David's first full week of football practice ended Friday. He had skipped nearly all of the weight-room sessions over the winter and spring, and due to church mission trips, SeaBase, Scout camp, and our annual summer trip to Vermont, he scarcely participated in any of the summer ones. So he reported to combine on August 2 without much training or effort having been put in all year.
To his credit, he is not whinging about how tired he is, or how much it hurts, or anything I might have expected. He spent his first full week of practice doing whatever the coaches asked him to do; it appears they had put him in the pile of boys who they were looking at as possible wingbacks, and he dutifully began learning blocking schemes and plays with the six others (really? how many wingbacks does a team need!) who were similarly assigned.
However, my "this can't possibly go this smoothly" radar was correct: Friday he pulled his hamstring in practice. Was it because he's so raw and unprepared for practices? Possibly; but it's not like he was completely inert all summer (c.g.: Kleppinger, Sarah). It's not a bad pull; he's quite mobile still, although a notable limp can be seen (especially when chores are to be done, but that's a different blog post). However, the trainers have told him it'll be several days, maybe even a week or more, before they'll clear him to return. He said one of the coaches, apparently somehow aware of the fact that Mary and Sarah were going to the beach later this month, gave him a nudge in that direction--"you might as well spend time with your family," or something like that--for an event still a week and a half away. Hmmm.
I had thought that the rigors of the practices, and his lack of preparation this spring, might consign him to a second-string role; I had also commented privately that I would not be surprised to see him, come the beach week, weigh the costs of getting up every day at 6am for a decidedly minor role vs. the benefits of going to the beach, and "cut himself" from the no-cuts team. I just hadn't thought of a hammy as the genesis for anything.

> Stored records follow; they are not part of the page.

Issue #483, opened 2020-08-21
[ad-hoc] [3](5) Add test for volumeFilter to ensure we correctly handle offers that will put us over


nikhilsaraf:
use tests in `dailyVolumeByDate_test.go` and `TestMakeVolumeFilterConfig` as inspiration.

PR #548, opened 2020-10-19
Implement buy twap strategy (closes #522)

debnil:
This PR implements the buy twap strategy with all necessary files and closes #522.

The following log runs confirm that the strategy successfully creates buy offers that fill previously made sell offers, through sell twap, with the same config:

And so tonight is the annual intrasquad scrimmage for the Freshmen, in front of their parents; he obviously won't play, and now has chosen to skip going altogether, even to cheer on his squad. Hmmm. Will he get up Monday morning at 6am to go and stand on the sidelines for another three or four hours? We'll see, but my intuition is that a camel's nose is under the tent.
He wants to play, he really does. The fact that he's not allowed to, in my opinion, really does bother him: he wants to get out there and show coach what he's capable of doing. I can almost see the tug of war going on in his heart and mind over what to do next; what happens the rest of this summer could be a real bellwether event for him, much as the 1987 College Republican National Convention was for me (don't ask). I only know that I can't make up his mind for him, nor should I, as the young man struggles towards his own path in his own way.